Dargah Suhrawardi Maqtul

Da ich bei meinen Reisen in entsprechenden Ländern den Brauch des „Besuches der Gräber“ (ziyarat al-qubur) praktiziere, habe ich dies auch bei meinen vielen Aufenthalten in Syrien so gehalten. Nach der Beschäftigung mit dem Werk „Die Weisheit (Philosophie) der Erleuchtung (Ḥikmat al-išrāq)“ von Schihab ad-Din Yahya Suhrawardi, versuchte ich in Aleppo / Halab sein Grab zu finden, das sich dort befindet.

Dabei traten in all den Jahren des Suchens nur Fehlschläge auf.
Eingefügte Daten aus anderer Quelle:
PR #488, opened 2024-09-20
Implement Reader Performance Queries for /datafiles and /datasets

MRichards99:

## Description
These changes allow efficiency gains to be made when either the datafiles or datasets are being queried, with a WHERE filter for an ID of the parent entity (e.g. WHERE dataset.id = 4 on /datafiles). The changes have been implemented for the count endpoints of datafiles and datasets.

If a relevant request comes in, the API queries the parent entity directly, to check whether the user can see it (i.e. has the permissions to). If the user can, their original query is sent to ICAT (JPQL query constructed by Python ICAT as normal) but it is executed as the 'reader' user (as configured in `config.yaml`). This should bypass the additional complexity added to queries by ICAT Server, which is causing performance issues. As I don't have rules setup in my ICAT, I wasn't able to test this, but hopefully testing next week done by others should test that.

This functionality is completely optional - if the config isn't in `config.yaml` or it is disabled, the API will behave as normal (i.e. pass user queries onto ICAT as the user of the API request).

## Testing Instructions

- [ ] Review code
- [ ] {more steps here}

## Agile Board Tracking
Connect to #{issue number}


kevinphippsstfc (changes requested):
Having reviewed the code, made a number of changes to it and tested it on preprod, I'm happy that it is functioning as required. I think there are just a few things to complete the code to a "production" level: complete the TODOs, add docstrings to each function, and add some tests for the new functionality. That last one may not be trivial given that it probably requires starting up a new instance of the API using a different config.

MRichards99:
This is ready for review. I've addressed the TODOs, added documentation in the form of docstrings and added a test class to test the new functionality. Quite a bit of time went into fixing the CI which was broken, presumably because a PR hasn't gone through this repo for a little while. I've also edited a couple of the commit messages so a new release will be made. 

The generator script CI job fails but this is intentional - final diff in the CI will still fail because `main` doesn't contain two dropped columns that I've added to an SQL script, but the initial diff to check that two runs produce identical data passes. This is what I expected to happen :)

kevinphippsstfc (approved):
Looks good! 

Thanks for tidying up the code and adding the tests.

And thanks for implementing this bit of functionality which appears to have been successful in reducing database load.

Niemand schien zu wissen, wo sich das Grab befindet. Bei einem Aufenthalt im Jahr 2005 schien sich ein Durchbruch anzudeuten. Es gab einen relativ konkreten Hinweis, wo ich mich melden könne, um den Schlüssel zu dem Mausoleum und Zutritt zu erhalten. In der Nähe der Zitadelle, in einer Parallelgasse zur Hawl al Qalaa Straße, befände sich ein Reisebüro, dort solle ich nachfragen. Von meinem üblichen Hotel im Basar in der Nähe des Bab Antakiya aus keine weite Strecke.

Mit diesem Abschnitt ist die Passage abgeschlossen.